PR #222, opened 2022-01-10
Remove SriovNetworkNodeConfigPolicy from docs

zeeke:
While going through the documentation I found that README.md was referring the type `SriovNetworkNodeConfigPolicy`, but the correct name of the CR is `SriovNetworkNodePolicy`.

Let me know if I got wrong while interpreting the docs.

Regards,


SchSeba:
Thanks for the contribution!

/lgtm

PR #223, opened 2022-01-13
Update base image version to use CentOS 8

e0ne:


adrianchiris (approved):

adrianchiris (approved):

zshi-redhat (approved):

SchSeba:
@e0ne question will it be possible to use golang:1.17 instead of 1.16?

e0ne:
@SchSeba I'll test with 1.17 and create PR

SchSeba:
@e0ne thanks!

PR #224, opened 2022-01-14
Ensure switchdev service dependencies

zshi-redhat:
It is found that VF netdev disappears after it was successfully
created (observed via ip link show). While investigating the root
cause, setting addtional dependency in NetworkManager.service
as temporary fix to the issue.

This commits also changes service and script names to lower case

### DIFF
--- a/bindata/manifests/switchdev-config/switchdev-units/NetworkManager.service.yaml
+++ b/bindata/manifests/switchdev-config/switchdev-units/NetworkManager.service.yaml
@@ -3,5 +3,7 @@ dropins:
 - name: 10-switchdev.conf
   contents: |
     [Unit]
-    Wants=switchdev-configuration-before-NM.service
-    After=switchdev-configuration-before-NM.service
+    Wants=switchdev-configuration-before-nm.service
+    Wants=switchdev-configuration-after-nm.service
+    After=switchdev-configuration-before-nm.service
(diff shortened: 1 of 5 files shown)


bindata/manifests/switchdev-config/switchdev-units/NetworkManager.service.yaml
```diff
@@ -3,5 +3,7 @@ dropins:
 - name: 10-switchdev.conf
   contents: |
     [Unit]
-    Wants=switchdev-configuration-before-NM.service
-    After=switchdev-configuration-before-NM.service
+    Wants=switchdev-configuration-before-nm.service
+    Wants=switchdev-configuration-after-nm.service
```
pliurh, line 7: Do we need this line?

zshi-redhat: From the testing, yes, this is required to ensure VF netdev driver is binded after reboot

e0ne (approved):

bindata/manifests/switchdev-config/switchdev-units/NetworkManager.service.yaml
zshi-redhat: @pliurh wdyt?

PR #457, opened 2023-06-12
Set Open_vSwitch hardware offload in config daemon

SalDaniele:
Previously, we have set ovs hardware offload via the service applied by the Machine Config Operator
(bindata/manifests/switchdev-config/ovs-units.ovs-vswitchd.service).

However, the issue with this approach is that after the user has removed the MachineConfigPool or removed SRIOV all together, ovs hw-offload remains enabled.

This change will instead handle configuring ovs hardware offloading in the config daemon by checking for switchdev devices, and enabling ovs hardware offload only while such devices are detected. We will remove the serviced file responsible for setting ovs-hwol to true on boot. Upon detecting a change in the sriov node policy, we will check for any switchdev devices and set ovs-hwol accordingly. Changes to ovs will result in drain and reboot of the node to ensure changes are applied

### DIFF
--- a/pkg/daemon/daemon.go
+++ b/pkg/daemon/daemon.go
@@ -491,6 +491,7 @@ func (dn *Daemon) nodeStateSyncHandler() error {
 			}
 		}
 	}
+
 	if dn.openshiftContext.IsOpenshiftCluster() && !dn.openshiftContext.IsHypershift() {
 		if err = dn.getNodeMachinePool(); err != nil {
 			return err
@@ -558,6 +559,11 @@ func (dn *Daemon) nodeStateSyncHandler() error {
 				return err
 			}
 		}
+	}
+	// After reboot, set ovs HWOL dependent on whether there are switchdev mode devices
+	if err := trySetOvsHWOL(utils.SwitchdevDeviceExists(latestState)); err != nil {
+		glog.Errorf("nodeStateSyncHandler(): Failed to set OpenvSwitch offload error: %v", err)
+		return err
 	}
 	glog.Info("nodeStateSyncHandler(): sync succeeded")
 	dn.nodeState = latestState.DeepCopy()
@@ -1077,5 +1083,40 @@ func tryCreateNMUdevRule() error {
 		glog.Errorf("tryCreateNMUdevRule(): fail to write file: %v", err)
 		return err
 	}
+	return nil
+}
+
+func trySetOvsHWOL(switchdevDevExists bool) error {
+	glog.V(2).Infof("trySetOvsHWOL()")
+	desiredHWOLStateStr := strconv.FormatBool(switchdevDevExists)
+
+	exit, err := utils.Chroot("/host")
+	if err != nil {
+		glog.Errorf("trySetOvsHWOL(): failed to chroot to host: %v", err)
+	} else {
+		defer exit()
+	}
+
+	currentState := utils.OvsHWOLisEnabled()
+	// if we are already in desired state do nothing. HWOL should only be set if a switchdev Device exists
+	if currentState == switchdevDevExists {
+		glog.V(2).Infof("trySetOvsHWOL(): ovs hw-offload already in desired state %s, ovs switch not needed", desiredHWOLStateStr)
+		return nil
+	}
+
+	// otherwise switch state and reboot to apply the config changes to ovs
+	glog.V(2).Infof("trySetOvsHWOL(): switching Open_vSwitch hw-offload from %s to %s", currentState, desiredHWOLStateStr)
+	_, err = utils.RunOVSvsctl("set", "Open_vSwitch", ".", fmt.Sprintf("other_config:hw-offload=%s", desiredHWOLStateStr))
+	if err != nil {
+		glog.Errorf("trySetOvsHWOL(): ovs-vsctl set OpenvSwitch offload %s: failed: %v", desiredHWOLStateStr, err)
+		return err
+	}
+
+	err = utils.RestartOVS()
+	if err != nil {
+		glog.Errorf("SD DEBUG failed to restart ovs")
+		return err
+	}
+
 	return nil
 }
--- a/pkg/utils/utils.go
+++ b/pkg/utils/utils.go
@@ -788,6 +788,22 @@ func RunCommand(command string, args ...string) (string, error) {
 	return stdout.String(), err
 }
 
+func RunOVSvsctl(args ...string) (string, error) {
+	glog.Infof("runOVSvsctl(): ovs-vsctl %v", args)
+	var output bytes.Buffer
+	cmd := exec.Command("ovs-vsctl", args...)
+	cmd.Stdout = &output
+	err := cmd.Run()
+
+	return output.String(), err
+}
+
+func RestartOVS() error {
+	glog.Infof("RestartOVS(): restarting openvswitch.service")
+	cmd := exec.Command("systemctl", "restart", "openvswitch.service")
+	return cmd.Run()
+}
+
 func hasMellanoxInterfacesInSpec(newState *sriovnetworkv1.SriovNetworkNodeState) bool {
 	for _, ifaceStatus := range newState.Status.Interfaces {
 		if ifaceStatus.Vendor == VendorMellanox {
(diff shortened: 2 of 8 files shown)


pkg/daemon/daemon.go
```diff
@@ -491,6 +491,15 @@ func (dn *Daemon) nodeStateSyncHandler() error {
 			}
 		}
 	}
+
+	d, r, err := trySetOvsHWOL(utils.SwitchdevDeviceExists(latestState))
```
bn222, line 495: iiuc, we are adding 1 more reboot when we enable switchdev hw offload since that code path also uses this and in that case, we already have to have an early dev-link command on each boot. Is my understanding correct? In other words, we pay an extra reboot at the time we enable it to gain a way to get rid of it when we disable it. 

Thinking along the same lines, would it even make sense to have ovs set dev-link to switchdev mode? I'm not sure we want that, but then we could go back to one reboot.

pkg/daemon/daemon.go
```diff
@@ -1079,3 +1088,42 @@ func tryCreateNMUdevRule() error {
...
+	// if we are already in desired state, do nothing
+	cmd := exec.Command("ovs-vsctl", "get", "Open_vSwitch", ".", "other_config:hw-offload")
+	cmd.Stdout = &output
+	if err := cmd.Run(); err != nil {
+		// if ovs has not previously been configured this record may not yet exist
+		glog.Errorf("trySetOvsHWOL(): failed to get current Open_vSwitch hw-offload mode : %v", err)
+		currentState = "false"
+	} else {
+		currentState = output.String()
+	}
```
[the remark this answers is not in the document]
bn222: Would also mean we don't need to convert the bool into a string. It makes a bit more sense to compare bool with bool instead of string that should look like a bool with a string that was created from a bool.

pkg/daemon/daemon.go
```diff
@@ -1079,3 +1088,42 @@ func tryCreateNMUdevRule() error {
...
+
+	if strings.Contains(currentState, desiredState) {
+		glog.V(2).Infof("trySetOvsHWOL(): ovs already in desired state %s, ovs switch not needed", desiredState)
+		return false, false, nil
+	}
+
+	// otherwise switch state and reboot to apply the config changes to ovs
+	glog.V(2).Infof("trySetOvsHWOL(): switching Open_vSwitch hw-offload from %s to %s", currentState, desiredState)
+	cmd = exec.Command("ovs-vsctl", "set", "Open_vSwitch", ".", fmt.Sprintf("other_config:hw-offload=%s", desiredState))
```
bn222, line 1123: I'm starting to think we should have a function that wraps `exec.Command("ovs-vsctl", ...)`. I leave it up to you if you think we benefit from not having to copy paste `exec.Command("ovs-vsctl",` every time we want to call ovs-vsctl

pkg/daemon/daemon.go
```diff
@@ -1079,3 +1088,42 @@ func tryCreateNMUdevRule() error {
 	}
 	return nil
 }
+
+func trySetOvsHWOL(newState bool) (bool, bool, error) {
```
bn222, line 1092: newState is too vague. Can we come up with a bbetter name?

pkg/daemon/daemon.go
wizhaoredhat: In that note. If we make the hw-offload config in OVS ephemeral then we can avoid this all together. Having an ephemeral config has it's pros and cons.

SalDaniele: Yes, we are currently paying an extra reboot when the daemon detects a device has been put into switchdev mode.

wizhaoredhat: One potential issue is that pods might become Ready with a VF while HWOL is turned off. I don't think there will be network connectivity for those pods.

pkg/daemon/daemon.go
SalDaniele: Updated to "switchdevDevExists"

pkg/daemon/daemon.go
SalDaniele: I agree, added functions to wrap running ovs-vsctl and restarting ovs.

pkg/daemon/daemon.go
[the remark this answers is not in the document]
SalDaniele: Added "func OvsHWOLisEnabled()"

pkg/daemon/daemon.go
SalDaniele: See the most recent update, we can instead manually restart ovs from the config daemon to avoid the extra restart.

With the new behavior, we will trigger configuring ovs-hwol after a node reboots due to a change in the node state policy. We will detect if the node has booted with or without switchdev devices and set ovs-hwol accordingly

bn222: I'm ok with a restart of ovs. In theory, it should be possible to dynamically take care of this as well to be honest.

pkg/daemon/daemon.go
```diff
@@ -491,6 +491,7 @@ func (dn *Daemon) nodeStateSyncHandler() error {
 			}
 		}
 	}
+
```
e0ne, line 494: this change is not related

pkg/daemon/daemon.go
```diff
@@ -1079,3 +1085,38 @@ func tryCreateNMUdevRule() error {
...
+	desiredHWOLStateStr := strconv.FormatBool(switchdevDevExists)
+
+	exit, err := utils.Chroot("/host")
+	if err != nil {
+		glog.Errorf("trySetOvsHWOL(): failed to chroot to host: %v", err)
+	} else {
+		defer exit()
+	}
+
+	currentState := utils.OvsHWOLisEnabled()
```
e0ne, line 1100: please rename currentState -> hwOffloadEnabled

pkg/utils/utils.go
```diff
@@ -788,6 +788,22 @@ func RunCommand(command string, args ...string) (string, error) {
...
+	cmd := exec.Command("ovs-vsctl", args...)
+	cmd.Stdout = &output
+	err := cmd.Run()
+
+	return output.String(), err
+}
+
+func RestartOVS() error {
+	glog.Infof("RestartOVS(): restarting openvswitch.service")
+	cmd := exec.Command("systemctl", "restart", "openvswitch.service")
```
e0ne, line 803: did you test it ith Ubuntu 22.04? AFAIK, service name in Ubuntu is different

e0ne (changes requested):
That's good improvement but the PR needs to be updated. Please, add unit-tests too

pkg/utils/utils.go
bn222: Actually, this is a good point. Let's also use the systemd package in go to start services

bn222: Actually, we have to cordon berfore and uncordon after like 803.

SchSeba:
Hi @SalDaniele please rebase this PR.

also I have some questions here
1. is the hw configuration on ovs permanent or it needs to be done after every reboot?
2. does it needs to be done BEFORE you have workloads in the system?
3. this will only work if there is the ovs binary commands on the host

@Eoghan1232 be aware this change can impact the `/host` mount reduction you are working on

SalDaniele:
> Hi @SalDaniele please rebase this PR.
> 
> also I have some questions here
> 
> 1. is the hw configuration on ovs permanent or it needs to be done after every reboot?

Whatever we configure ovs-hwol to be will persist after each reboot. IIUC a reboot or restart is needed to apply the configuration once we set it with `ovs-vsctl set Open_vSwitch ... hw-offload=true`

> 2. does it needs to be done BEFORE you have workloads in the system?

This is a good point I will need to look into this. When we set it with the systemd file I believe that would mean ovs would always be configured before the workloads. I was triggering a node reboot after setting ovs-vsctl but this resulted in additional reboots when creating / removing sriov policies, so I opted to instead attempt to restart ovs. I wonder if cordoning before and after the restart as Balazs had mentioned would solve this.

> 3. this will only work if there is the ovs binary commands on the host
> 

Yes, I have some pending changes I will push w/ the rebase to put this behind a check `if utils.ClusterType == utils.ClusterTypeOpenshift`.

> @Eoghan1232 be aware this change can impact the `/host` mount reduction you are working on

bn222:
regarding '2.' we need a cordone/uncordone before/after we restart ovs. This will only happen the first time we enable it. Once we have it enabled, the "hwol == true" will be persistent across reboots. Next time, when ovs starts up, it will already be with hwol enabled and the whole cordone/uncordone dance will be skipped.

The main benefit of this patch is that we get rid of another file we put on the system. This lgtm.

SchSeba:
@SalDaniele can we close this one there is a huge work on enable switchdev in the sriov operator

PR #461, opened 2023-06-20
Add sriovoperatorconfigs resource to webhook

mlguerrero12:
The sriovoperatorconfigs resource was not present in the validating webhook configuration. The logic to validate this object was not triggered.

PR #464, opened 2023-06-28
Validate disable drain

zeeke:
This PR introduces a webhook validation for the `SriovOperatorConfig` to avoid disabling the drain while
the config-daemon is updating a node. Disabling the drain at this stage would prevent the operator to uncordon a node at the end of the update operation, keeping nodes un-schedulable until manual intervention.

Introduce a small refactor of `validateSriovOperatorConfig(...)`

this PR needs
- https://github.com/k8snetworkplumbingwg/sriov-network-operator/pull/461

cc @mlguerrero12


pkg/webhook/validate.go
```diff
@@ -35,17 +37,60 @@ func validateSriovOperatorConfig(cr *sriovnetworkv1.SriovOperatorConfig, operati
...
+		return false, warnings, err
+	}
+
+	return true, warnings, nil
+}
+
+// validateSriovOperatorConfigDisableDrainWhileUpdating checks if the user is setting `.Spec.DisableDrain` from false to true while
+// operator is updating one or more nodes. Disabling the drain at this stage would prevent the operator to uncordon a node at
+// the end of the update operation, keeping nodes un-schedulable until manual intervention.
+func validateSriovOperatorConfigDisableDrainWhileUpdating(cr *sriovnetworkv1.SriovOperatorConfig) error {
```
adrianchiris, line 63: nit: shorten it to: validateSriovOperatorConfigDisableDrain ?

adrianchiris (commented):
This will technically not solve the issue, but narrow down the when it might happen.

minor nit otherwise lgtm.

pkg/webhook/validate.go
zeeke: sure

adrianchiris (approved):

PR #466, opened 2023-07-10
Use `e2e-test` tag for images built in e2e CI

abdallahyas:
Currently for the kind CI, Kind deploys Kubernetes version v1.27.3, in this version the `ImagePullpolicy` of containers follow the procedures in [1], this breaks the CI, since the CI uses the `latest` tag when building the images, and Kubernetes tries to pull the images always instead of using the built image.

This patch changes the tag of the image built by CI to `e2e-test`, so that K8S will set the image policy to be `IfNotPresent`.

[1] https://kubernetes.io/docs/concepts/containers/images/#imagepullpolicy-defaulting

### DIFF
--- a/hack/run-e2e-test-kind.sh
+++ b/hack/run-e2e-test-kind.sh
@@ -2,8 +2,8 @@
 set -eo pipefail
 here="$(dirname "$(readlink --canonicalize "${BASH_SOURCE[0]}")")"
 root="$(readlink --canonicalize "$here/..")"
-export SRIOV_NETWORK_OPERATOR_IMAGE="${SRIOV_NETWORK_OPERATOR_IMAGE:-sriov-network-operator:latest}"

-------------------------

The first line of the data, the line with "pliurh, line 7: Do we need this line?", and all lines in between are to be copied exactly. Leave out everything else.

Reply>
PR #222, opened 2022-01-10
Remove SriovNetworkNodeConfigPolicy from docs

zeeke:
While going through the documentation I found that README.md was referring the type `SriovNetworkNodeConfigPolicy`, but the correct name of the CR is `SriovNetworkNodePolicy`.

Let me know if I got wrong while interpreting the docs.

Regards,


SchSeba:
Thanks for the contribution!

/lgtm

PR #223, opened 2022-01-13
Update base image version to use CentOS 8

e0ne:


adrianchiris (approved):

adrianchiris (approved):

zshi-redhat (approved):

SchSeba:
@e0ne question will it be possible to use golang:1.17 instead of 1.16?

e0ne:
@SchSeba I'll test with 1.17 and create PR

SchSeba:
@e0ne thanks!

PR #224, opened 2022-01-14
Ensure switchdev service dependencies

zshi-redhat:
It is found that VF netdev disappears after it was successfully
created (observed via ip link show). While investigating the root
cause, setting addtional dependency in NetworkManager.service
as temporary fix to the issue.

This commits also changes service and script names to lower case

### DIFF
--- a/bindata/manifests/switchdev-config/switchdev-units/NetworkManager.service.yaml
+++ b/bindata/manifests/switchdev-config/switchdev-units/NetworkManager.service.yaml
@@ -3,5 +3,7 @@ dropins:
 - name: 10-switchdev.conf
   contents: |
     [Unit]
-    Wants=switchdev-configuration-before-NM.service
-    After=switchdev-configuration-before-NM.service
+    Wants=switchdev-configuration-before-nm.service
+    Wants=switchdev-configuration-after-nm.service
+    After=switchdev-configuration-before-nm.service
(diff shortened: 1 of 5 files shown)


bindata/manifests/switchdev-config/switchdev-units/NetworkManager.service.yaml
```diff
@@ -3,5 +3,7 @@ dropins:
 - name: 10-switchdev.conf
   contents: |
     [Unit]
-    Wants=switchdev-configuration-before-NM.service
-    After=switchdev-configuration-before-NM.service
+    Wants=switchdev-configuration-before-nm.service
+    Wants=switchdev-configuration-after-nm.service
```
pliurh, line 7: Do we need this line?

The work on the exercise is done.